But there are three areas that are not included which we think are
very important. One is in section 2 of our legislation, which relates
to conspiracy. Under title 18, section 371, the maximum penalty for
general conspiracy to commit a crime is 5 years in prison regardless of
whether the penalty for the predicate offense--that is, the thing they
are conspiring to do--is considerably more than 5 years. So what
Senator Hatch and I do is we allow the penalty for conspiracy to be
consistent with what the penalty would be for the underlying crime;
that is, the predicate crime. That is not included in the amendment of
the Senator from Mississippi.
Also, a very important provision of Biden-Hatch is that right now,
under ERISA, the Employment Retirement Security Act of 1974--we were
both here to vote for that--under current law, a violation for
essentially squandering someone's pension to the tune of tens of
millions, maybe billions, of dollars is a misdemeanor with a maximum
penalty of 1 year. If you were to steal an automobile from my driveway,
which is about 2 miles from the Pennsylvania line, drive it across the
Pennsylvania line, under Federal law, it is a 10-year sentence. There
is obviously a bizarre disparity.
What we do is we increase the penalty for criminal violation of ERISA
to 1 to 10 years, based upon the value of what is stolen in ERISA. If
the loss in ERISA is a $20,000 pension versus several billion dollars'
worth, the Sentencing Commission can make that judgment, as they do
now, to have the penalty be from 1 but up to 10 years. That is not in
Senator Lott's amendment.
Lastly, section 6 of Biden-Hatch. Currently, the Securities and
Exchange Commission requires regulated companies to file periodic
financial reports with the SEC. This section of Biden-Hatch creates a
new section in title 18 of the United States Code to require
certification, signed by the top officials of that corporation, that
the financial reports being filed accurately reflect the financial
condition of the company. Criminal penalties are created for failure to
comply with this section. Reckless failure to certify--you have to be
able to prove it; it is a high standard--requires a penalty of up to 5
years, while a willful failure to certify on the part of these
executives includes a maximum penalty of up to 10 years.

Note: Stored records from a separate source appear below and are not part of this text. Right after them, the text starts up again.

Issue #4643, opened 2023-10-31
Introduce script run stage


ffjlabo:
**What would you like to be added**:
follow: https://github.com/pipe-cd/pipecd/issues/1089

implement stage to execute any command.

- [x] alpha: only for sync https://github.com/pipe-cd/pipecd/pull/4720
- [ ] beta: include thinking for rollback
  - [x] k8s https://github.com/pipe-cd/pipecd/pull/4743
  - [ ] ecs
  - [ ] cloud run
  - [ ] lambda
  - [ ] terraform

**Why is this needed**:

ffjlabo:
TODO
- [ ] just executing commands not considered about rollbacking https://github.com/pipe-cd/pipecd/pull/4603
- [ ] consider about rollback (fix rfc and implement) 
- [ ] consider about managing commands

ffjlabo:
📝 
- SCRIPT_RUN stage can cancel on the Web UI
- commands are executed in the dir for current application

ffjlabo:
refer the implementation
https://github.com/pipe-cd/pipecd/blob/master/pkg/app/piped/executor/customsync/customsync.go#L55

ffjlabo:
📝 Share my current opinion when to rollback :)

**Behavior during rollback of SCRIPT_RUN**

- Execute the command to rollback SCRIPT_RUN to the point where the deployment was canceled or failed.
- When there are multiple SCRIPT_RUN stages to be rolled back, they are executed in the same order as SCRIPT_RUN on the pipeline.

For example, consider when deployment proceeds in the following order from 1 to 7.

The point is, A, everything but one provision of Senator Lott's
amendment either has been passed or is in Biden-Hatch. I will yield to
my colleague, but I am willing to accept the one provision that is not
included. That is the provision relating to freezing payments for up to
45 days under the authority of the SEC of compensation packages that
are excessive so there is time to look at it. I am willing to accept
that.
It does not include three sections: Conspiracy, the ERISA increased
penalties, and the requirement of certification that the financial
reports accurately reflect the financial condition of the company, with
penalties to prevail if in fact they either recklessly or willfully do
not sign such a document or they recklessly or willfully signed it and
it does not reflect what in fact they say it reflects.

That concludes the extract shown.